Dataset section
········
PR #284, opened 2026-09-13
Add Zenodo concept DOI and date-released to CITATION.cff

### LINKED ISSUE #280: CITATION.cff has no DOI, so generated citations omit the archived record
········
Task details
Please show, exactly as written, every line above that contains the word "CITATION".

Reply
Add Zenodo concept DOI and date-released to CITATION.cff
### LINKED ISSUE #280: CITATION.cff has no DOI, so generated citations omit the archived record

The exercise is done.